The "sit on it" strategy assumes that the resource held in reserve will not
become obsolete. It makes more sense to me to pull it all out of the ground as
fast as you can, so you can sell more of it when the global price is highest,
rather than being forced to buy at that time.

Didn't China learn anything from its rare earths play? The supply curve never
really hits a brick wall. As long as the price keeps going up, the market
keeps producing more to sell.
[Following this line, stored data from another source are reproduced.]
Issue #8444, opened 2018-11-16
Feature Request: Expose sort_columns in JS DataTable object


jgriffi6:
Hi,

I would like the ability to get the current sort columns and sortAsc of a DataTable within JS.  The motivation is that currently when I sort, then make a selection on another widget that triggers a call back that may result in a change in the ColumnDataSource, then the table is no longer sorted.  What I would like to be able to do, is to collect the sort columns in the callback that changes the data.  Then, I can have the server pre-sort the data and send it back to my application.  In this way the sort will essentially be preserved.  

I have downloaded the trunk, and made some changes in https://github.com/bokeh/bokeh/blob/master/bokehjs/src/lib/models/widgets/tables/data_table.ts

[data_table.ts.txt](https://github.com/bokeh/bokeh/files/2590733/data_table.ts.txt)

I've added an array property to DataTable: sort_columns, which is updated in DataTableView.render() specifically this.grid.onSort.subscribe(...).

I think I would have preferred a dynamic function that returns the sortColumns, but could not figure out how to access the 'grid' object from within the DataTable object.

Thanks,
Justin

bryevdv:
> I think I would have preferred a dynamic function that returns the sortColumns, but could not figure out how to access the 'grid' object from within the DataTable object.

It's' not going to be accessible, at least as things are currently. The grid belongs to the view, and models do not have forward references to any views. Agree however that a real model property is not a great solution, as it might seem as though it is user-settable, which is not the case. How about setting a private attribute on the model, and having a public getter (or method) that returns its value?

jgriffi6:
Thanks @bryevdv for the suggestion.  I will submit a PR once I feel comfortable with the update (and hopefully others too once I get a better handle on js/ts!).

About the private suggestion, if I declare a private attribute to the model, then I still need a public setter so that the view, which has the grid, would be able to update the value.  So I think it is better than having a public model property, but there is then still a public method that one could assume they could call unless I am missing something?
[data_table.ts.diff.txt](https://github.com/bokeh/bokeh/files/2627522/data_table.ts.diff.txt)

Thanks,
Justin

PR #8470, opened 2018-11-29
add method to retrieve sorted columns on DataTable in js

jgriffi6:
This is a pull request to implement the feature request documented below.

- [x] issues: feature #8444 
- [ ] tests added / passed
Let me know if you want more.  Attaching compilation log, and a python script that tests the altered DataTable in js.
[build.log](https://github.com/bokeh/bokeh/files/2629793/build.log)

[test_sort_table.py.txt](https://github.com/bokeh/bokeh/files/2629797/test_sort_table.py.txt)

The above script will create a static page which if you then open you can test that we can indeed see which columns are sorted.  sort columns, then press the button. Note, the script will write files into the [bokeh]/tests directory.

Please let me know if the tests should be done differently.

Adding a function 'get_sort_columns()' to the DataTable object

Thanks,
Justin


bryevdv:
@jgriffi6 I was not as verbose in my description as I could have been, but what I was thinking of was this pattern:
```
get sort_columns(): any[] { return this._sort_columns }
```

And then the view would set the private `_sort_columns`. I like this because it has a true property getter (and only a getter) so there is no way to even try to set the value (will raise a compile error)

bryevdv:
@jgriffi6 do you have thoughts on the idea above?

jgriffi6:
@bryevdv 

Yeah I like the idea.  Having unrelated problems now simply setting up the bokehjs compiler.  Will update once I've figured out.

Justin

jgriffi6:
@bryevdv 

I've attempted to follow your suggestion.  One thing I am not clear on: are we trying to make it so that the '_sort_columns' member is unsettable at compile time? Or also at runtime as well?  In my testing script, I create a page, and am able to manipulate the _sort_columns property in the console and w/i js callbacks.  However, I am unable to affect the property through the sort_columns getter.  

Is this desired behavior?

Thanks,
Justin

bryevdv:
> are we trying to make it so that the '_sort_columns' member is unsettable at compile time? Or also at runtime as well? 

From my POV we are trying to give as clear an indication as possible that the value is not intended to be set. Hopefully the leading underscore makes it clear that it is not meant for users to interact with, and if they do try, well, we have done our due diligence.

bryevdv:
Thanks @jgriffi6 !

And even if you hit a hard limit, such as by
exhausting all the cheap wells and mines, human ingenuity often produces an
acceptable substitute.

Many countries are burning the petroleum as fast as they can, keeping the
computers running for the engineers researching wind, solar, nuclear fission,
geothermal, hydrogen, fracking, cellulose enzymes, algae oils, nuclear fusion,
radioisotope thermal, external combustion engines, generator-electric hybrids,
fuel cells, denser batteries, more efficient motors and transmissions, and a
whole host of other technologies that will finally be ready to take over, once
the last oil on Earth is being burned by China to keep its lights on and
tractors running.

Everyone else will be running their tractors with fuels mixed up from
agricultural waste, and keeping the lights on with a dozen different competing
technologies.

It seems like a bad strategy to me, but I'm not Chinese.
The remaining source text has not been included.